━━ Dataset ━━

PR #427, opened 2023-06-02
[WIP] use zfp compression for serialization of matrix data

peddie:
All tests pass, but this has not been benchmarked.


peddie:
This was a total bust, zfp is super slow in lossless mode.

PR #430, opened 2023-06-08
Test serialization for binary archives

peddie:
This commit runs the existing serialization tests on cereal's `Binary` and `PortableBinary` archive types as well as JSON ones.


akleeman (approved):
lgtm!

PR #431, opened 2023-06-10
Ensure unit tests are always built with assertions enabled

peddie:
This commit modifies the built-in cmake flags to remove `-DNDEBUG` for the test suite.


akleeman (approved):
thanks!

PR #432, opened 2023-06-12
Derive Length Scales

akleeman:
When writing covariance functions it's best to work with parameters which can be directly used into the equations. Consider the squared exponential covariance for example,

$$
k_{se}(d) = \sigma^2 \mbox{exp}\left[-\left(\frac{d}{\ell}\right)^2\right]
$$

In our models we directly store the prior standard deviation, $\sigma$, and length scale, $\ell$. That way evaluating the covariance doesn't require unnecessary computations which could become problematic since covariance functions are often evaluated millions of times. However, the most computationally efficient choice of parameters isn't necessarily the most intuitive. One alternate representation which is often used in Kalman filtering is to define the initial standard deviation and the "process noise" or the amount the standard deviation increases between updates. If we pick a reference distance we can actually compute the equivalent process noise for any radial covariance function by asking for the predictive variance at some location given a known value some distance, $\Delta$, away. To do so we start with the prior:

$$
\begin{bmatrix}
f_0 \\
f_\Delta
\end{bmatrix}
\sim \mathcal{N}\left(0, \begin{bmatrix}k(0) & k(\Delta) \\ k(\Delta) & k(0) \end{bmatrix}\right)
$$

Then we can ask for $\sigma\left(f_\Delta | f_0\right)$,

$$
    \sigma\left(f_\Delta | f_0\right) = \sqrt{k(0) - \frac{k(\Delta)^2}{k(0)}}
$$

If we plug the squared exponential covariance function in we get,

$$
    \sigma_{se}\left(f_\Delta | f_0\right) = \sigma \sqrt{1 - \mbox{exp}\left[-2\left(\frac{\Delta}{\ell}\right)^2\right]}
$$

This offers us a way to go from the less intuitive length scale parameter to a more intuitive increase in standard deviation, $\delta=\sigma\left(f_\Delta | f_0\right)$, over some distance, $\Delta$.

This change adds methods for deriving the length scale required to achieve a given increase in standard deviation over a reference distance for all of the radial covariance functions in albatross (exponential, squared exponential, matern 3/2, matern 5/2).

Note that while the exponential and squared exponential functions had closed form solutions, the Matern covariance functions do not. As a result we use a customized newton root finding algorithm to solve for the length scales. This isn't cheap, but would only need to be used when a parameter gets set, not when the covariance function is evaluated, so should suffice.

### DIFF
--- a/include/albatross/src/covariance_functions/radial.hpp
+++ b/include/albatross/src/covariance_functions/radial.hpp
@@ -18,6 +18,7 @@ constexpr double default_radial_sigma = 10.;
 
 namespace albatross {
 
+constexpr std::size_t MAX_NEWTON_ITERATIONS = 50;
 constexpr double MAX_LENGTH_SCALE_RATIO = 1e7;
 constexpr double MIN_LENGTH_SCALE_RATIO = 1e-7;
 
@@ -90,7 +91,7 @@ inline double derive_squared_exponential_length_scale(double reference_distance,
   //   VAR[f_d|f_0] = k(0) - k(d) k(d) / k(0)
   //   STD[f_d|f_0] = sqrt(k(0) - k(d)^2/ k(0))
   //
-  // for the squared exponential funciton this means an increase in
+  // for the squared exponential function this means an increase in
   // standard deviation, d_sd, can be written:
   //
   //   d_sd = sqrt(sigma^2 - sigma^2 exp[-(d / length_scale)^2]^2)
@@ -100,10 +101,15 @@ inline double derive_squared_exponential_length_scale(double reference_distance,
   // solving for length_scale gives us
   //
   //   d_sd / sigma = sqrt(1 - exp[-2 * (d / length_scale)^2])
+  //
   //   (d_sd / sigma)^2 = 1 - exp[-2 * (d / length_scale)^2]
+  //
   //   exp[-2 * (d / length_scale)^2] = 1 - (d_sd / sigma)^2
+  //
   //   -2 (d / length_scale)^2 = log[1 - (d_sd / sigma)^2]
+  //
   //   (d / length_scale) = sqrt(-1/2 log[1 - (d_sd / sigma)^2])
+  //
   //   length_scale = d / sqrt(-1/2 log[1 - (d_sd / sigma)^2])
   const double ratio = std_dev_increase / prior_sigma;
   assert(ratio > 0.);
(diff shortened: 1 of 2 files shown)


include/albatross/src/covariance_functions/radial.hpp
```diff
@@ -193,11 +432,28 @@ inline double matern_52_covariance(double distance, double length_scale,
...
+  const double sqrt_5_d = sqrt(5.) * distance / length_scale;
   return sigma * sigma * (1 + sqrt_5_d + sqrt_5_d * sqrt_5_d / 3.) *
          exp(-sqrt_5_d);
 }
 
+inline double derive_matern_52_length_scale(double reference_distance,
+                                            double prior_sigma,
+                                            double std_dev_increase) {
+
+  auto func = [&](double ratio) { return matern_52_covariance(1., ratio, 1.); };
```
peddie, line 444: nit: what does this capture by reference (same below)?

tests/test_radial.cc
```diff
@@ -38,6 +38,108 @@ inline auto random_spherical_dataset(std::vector<Eigen::VectorXd> points,
...
+                << " expected: " << expected_sd_increase << std::endl;
+      std::cerr << "FAIL: absolute_sd error: " << absolute_sd_error
+                << " relative_sd_error: " << relative_sd_error << std::endl;
+    }
+    return relative_sd_error <= 1e-3;
+  };
+
+  // large sigmas are likely lead to numerical instabilities
+  // in matrix inversions, so that seems like a reasonable limit;
+  std::vector<double> sigmas = {1e-6, 1e-4, 1e-2, 1, 1e2, 1e4, 1e6};
```
peddie, line 128: nit: `const`?

peddie (approved):
Logic looks great -- just a couple minor formatting / organizational suggestions

tests/test_radial.cc
```diff
@@ -38,6 +38,108 @@ inline auto random_spherical_dataset(std::vector<Eigen::VectorXd> points,
...
+  // extremely close points should be almost perfectly correlated
+  EXPECT_NEAR(this->test_case(M_PI, M_PI + 1e-16), this->test_case(M_PI, M_PI),
+              1e-8);
+  // extremely distant points should be independent
+  EXPECT_EQ(this->test_case(0., 1e32), 0.);
+}
+
+TYPED_TEST(RadialCovarianceTester, test_derive_length_scale) {
+
+  auto set_sigma_length_scale = [&](double sigma, double length_scale) {
```
peddie, line 70: do these capture anything but `this`?  maybe explicitly capture `this` rather than make the reader search for what's captured?

include/albatross/src/covariance_functions/radial.hpp
```diff
@@ -149,10 +274,118 @@ inline double matern_32_covariance(double distance, double length_scale,
...
+  for (std::size_t i = 0; i < 50; ++i) {
+    const double log_f = log_f_eval(guess);
+    const double f_i = log_target - log_f;
+    if (!std::isfinite(f_i)) {
+      break;
+    }
+    double g = log_g_eval(guess);
+    if (!std::isfinite(g) || g == 0.) {
+      g = f_i > 0. ? -1e-8 : 1e-8;
+    };
```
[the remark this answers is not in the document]
akleeman: Ah yeah that actually shouldn't be needed any more, those were some hacks before I realized working in log space was more stable.

PR #438, opened 2023-06-26
ci: use bazel as formatting source of truth

isaactorz:
albatross has no `.clang-format` file so the formatting in CI is based on the default settings of clang-format-14.

This PR makes this implicit config explicit by checking in the output of `clang-format-14 -dump-config` and also sets up bazel to use this file to check formatting.

It also sets up bazel as the "source of truth" which should make it much easier for developers to match the results locally as in CI regardless of platform/local environment setup.


akleeman (approved):
lgtm, thanks!

PR #439, opened 2023-07-12
Set default thread pool smaller to avoid hyperthreading

peddie:


john-michaelburke (approved):

include/albatross/src/utils/async_utils.hpp
```diff
@@ -189,10 +189,21 @@ inline auto apply(const Grouped<KeyType, ValueType> &map, ApplyFunction &&f,
...
+// try to return the actual number of hardware cores, not the number
+// of hardware threads.
 inline std::size_t get_default_thread_count() {
   // This standard function is not guaranteed to return nonzero.
   return std::max(std::size_t{1},
-                  std::size_t{std::thread::hardware_concurrency()});
+#if defined(EIGEN_USE_MKL_ALL) || defined(EIGEN_USE_MKL_VML)
+                  std::size_t{mkl_get_max_threads()}
+#else  // EIGEN_USE_MKL_ALL || EIGEN_USE_MKL_VML
+                  std::size_t{std::thread::hardware_concurrency()} / 2
```
jbangelo, line 204: Potential future improvement would be to do some magic with the [`CPUID`](https://en.wikipedia.org/wiki/CPUID) instruction to detect number of cores and if Hyperthreading is available/enabled.

jbangelo (approved):

akleeman:
do we still want this in?

peddie:
Sorry, I thought I had replied to this several days ago, but it got lost in the cloud somewhere.

> do we still want this in?

It's hard for me to tell.  I don't think its behaviour will hurt anything, since albatross is mainly used in production on x86 machines as far as we know; I think it's a reasonable default.

On the other hand, I think the original problem motivating it went away (@john-michaelburke?), and if not, I'd ideally like to
 - verify that this change fixes the original issue
 - confer with the Kubernetes crew about whether this is a step in the right direction long-term, or whether there is a better way to deal with the broader issue of calculations that are harmed by hyperthreading
 
Personally I am super careful about explicit thread configuration when developing locally, since our development cycle is so long that I want to always leave a few cores free for back-burner tasks when a model is running, but maybe this behaviour would help others avoid some extra workflow steps?

I'm going to close it for now, but I don't mind bringing it back if anyone wants it.

john-michaelburke:
> Sorry, I thought I had replied to this several days ago, but it got lost in the cloud somewhere.
> 
> > do we still want this in?
> 
> It's hard for me to tell. I don't think its behaviour will hurt anything, since albatross is mainly used in production on x86 machines as far as we know; I think it's a reasonable default.
> 
> On the other hand, I think the original problem motivating it went away (@john-michaelburke?), and if not, I'd ideally like to
> 
> * verify that this change fixes the original issue
> * confer with the Kubernetes crew about whether this is a step in the right direction long-term, or whether there is a better way to deal with the broader issue of calculations that are harmed by hyperthreading
> 
> Personally I am super careful about explicit thread configuration when developing locally, since our development cycle is so long that I want to always leave a few cores free for back-burner tasks when a model is running, but maybe this behaviour would help others avoid some extra workflow steps?
> 
> I'm going to close it for now, but I don't mind bringing it back if anyone wants it.

I'll take a stab at setting this up this week.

━━━

* Directions for this task *
Return exactly the opening lines of the listing above, ending with the line that has "When writing covariance".

* Answer for this exercise *
PR #427, opened 2023-06-02
[WIP] use zfp compression for serialization of matrix data

peddie:
All tests pass, but this has not been benchmarked.


peddie:
This was a total bust, zfp is super slow in lossless mode.

PR #430, opened 2023-06-08
Test serialization for binary archives

peddie:
This commit runs the existing serialization tests on cereal's `Binary` and `PortableBinary` archive types as well as JSON ones.


akleeman (approved):
lgtm!

PR #431, opened 2023-06-10
Ensure unit tests are always built with assertions enabled

peddie:
This commit modifies the built-in cmake flags to remove `-DNDEBUG` for the test suite.


akleeman (approved):
thanks!

PR #432, opened 2023-06-12
Derive Length Scales

akleeman:
When writing covariance functions it's best to work with parameters which can be directly used into the equations. Consider the squared exponential covariance for example,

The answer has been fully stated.